Bikes
Yeah, bikes. There is a particular friction between subject, material and technique in this body of art that I worked over more than two decades
I was invited to show at University of Massachusetts, Lowell because of my bicycle drawings. Bicycle shadows never ceased to engage to me. For 22 years the forms pulled materials and techniques forward as the resulting drawings supported the opportunity to do so. I fielded questions about derailleurs at every exhibit for the more literal minded.
My first independent navigations of the world were on a bicycle. San Francisco offers unique cycling terrain. I lived on one of those 25-degree hills and had to manage a half mile ascent dragging a 40-pound Schwinn to the Presidio entrance. From there I could glide down a mile of eucalyptus forest to the dell… then roll a quarter mile up again, in a time before speed bumps. Later, I was a bicycle messenger in SF’s gritty punk culture of Pop Tarts, cigarettes, and contempt for the yuppie bankers who turned away from our sweaty selves in elevators. Even in New York I biked to work but stopped because I arrived furious, often trapped in the 18” between panel trucks on First Avenue.
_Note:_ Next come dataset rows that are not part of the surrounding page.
PR #181, opened 2020-06-02
Fix NetKAN hook freezer

### LINKED ISSUE #179: [Bug] GH Inflate Hook timing out
Background
----------
Github reports 503 errors and Gunicorn is timing out workers on `/gh/inflate`

Problem
-------
Freeze is likely time consuming as in dev it is slow with the small amount of objects in DynamoDB.
```python
def freeze(ids: List[str]) -> None:
    with ModStatus.batch_write() as batch:
        logging.info('Marking frozen mods...')
        for mod in ModStatus.scan(rate_limit=5):
            if not mod.frozen and mod.ModIdentifier in ids:
                logging.info('Marking frozen: %s', mod.ModIdentifier)
                mod.frozen = True
                batch.save(mod)
        logging.info('Done!')
```
This can likely be fixed with a more targeted DynamoDB query, but have disabled it in the interim to bring the service back.

HebaruSan:
The freezing feature from #173 was too slow and had to be disabled in #180.

Now instead of scanning all status records it just pull out the ones it needs. Should be way faster.

Fixes #179.

### DIFF
--- a/netkan/netkan/webhooks/github_inflate.py
+++ b/netkan/netkan/webhooks/github_inflate.py
@@ -88,8 +88,8 @@ def freeze(ids: List[str]) -> None:
                 status = ModStatus.get(ident)
                 if not status.frozen:
                     logging.info('Marking frozen: %s', ident)
-                    status.frozen = True
-                    status.save()
+                    # https://readthedocs.org/projects/pynamodb/downloads/pdf/stable/
+                    status.update(actions=[ModStatus.frozen.set(True)])
             except ModStatus.DoesNotExist:
                 # No status, don't need to freeze
                 pass
--- a/netkan/netkan/webhooks/github_inflate.py
+++ b/netkan/netkan/webhooks/github_inflate.py
@@ -26,6 +26,7 @@ def inflate_hook() -> Tuple[str, int]:
         current_app.logger.info('No commits received')
         return jsonify({'message': 'No commits received'}), 200
     inflate(ids_from_commits(commits))
+    freeze(frozen_ids_from_commits(commits))
     return '', 204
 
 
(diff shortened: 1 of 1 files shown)


netkan/netkan/webhooks/github_inflate.py
```diff
@@ -80,11 +81,16 @@ def frozen_ids_from_commits(commits: List[Dict[str, Any]]) -> List[str]:
 
 
 def freeze(ids: List[str]) -> None:
-    with ModStatus.batch_write() as batch:
+    if ids:
         logging.info('Marking frozen mods...')
```
techman83, line 85: 'ids' will always be a list, this if check here is unnecessary unless we specifically want to log the generic 'Marking mods frozen' - which is probably not all that useful.

netkan/netkan/webhooks/github_inflate.py
```diff
@@ -80,11 +81,16 @@ def frozen_ids_from_commits(commits: List[Dict[str, Any]]) -> List[str]:
...
+        for ident in ids:
+            try:
+                status = ModStatus.get(ident)
+                if not status.frozen:
+                    logging.info('Marking frozen: %s', ident)
+                    # https://readthedocs.org/projects/pynamodb/downloads/pdf/stable/
+                    status.update(actions=[ModStatus.frozen.set(True)])
+            except ModStatus.DoesNotExist:
+                # No status, don't need to freeze
+                pass
```
techman83, line 95: This looks good to me. If we ever try to freeze a few 100 mods at once this might fail, but that likely isn't something we need to worry about.

netkan/netkan/webhooks/github_inflate.py
HebaruSan: Yeah, the idea is that freezing a mod will be pretty rare (it happens, but probably <10%), so having the log full of "Marking frozen mods..." when nothing's getting frozen is not desirable.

I came to bicycles by way of their shadows.
Read MoreOnce you start looking at shadows, or anything for that matter, it doesn’t really stop. Eventually my eye fell on an abused bike chained to a streetlamp, wheel bent in two. In shadow it is figurative: handle bars, wheels, pedals, and gear exchange have a direct relationship to my own hands and feet and seat. All that personal pedalling creates body memory that is called up seeing a bike. I hung a bike from my garage ceiling. The single bulb fell through the form, and spilled into near abstraction onto my page. It held all the complexity and specificity that can only be found in direct observation.
Joni Mitchell said, “No one ever said to van Gogh ‘Paint me Starry Night’ Again.’” It seems to be about what it’s like to have mobs of people scream “Circle Game” at you over and over and over again. At every concert. For decades. For her it seemed a musician’s problem. It happened to me too.
People ask me to make pieces again, and I do it to myself as well. When something works, I want to know why. After seeing Thomas Edison’s Dynamos in Miami Beach I made dynamos based on the idea of expanding energy. I made dozens of them. Broken in various ways—multiple pages or split and reversed or doubled, ordered and chaotic. All to see when the composition broke. Many of my compositions examine the relative appeal of chaos and order. Others use famous compositions like the hand of God from the Sistine Chapel or The Dying Gaul from the Parthenon pediment with bike wheels substituting for human elements. It’s a dumb idea. But it turned out smart work.I wanted to see if the power held. It did.
While the subject of this work may be bicycles, the center is always drawing and the long course between the beginning and full material realization. Included in this site, you will find an evolution of works from inception through multiple variations in idea, technology, and material between 2001 and 2021.
Viewers are often interested in the bicycle, while I am interested in making. When I am fully present in a long, smooth line, my hand blips with my heartbeat. I can see it in the finished piece. Just like the glide down the hill, it is a record.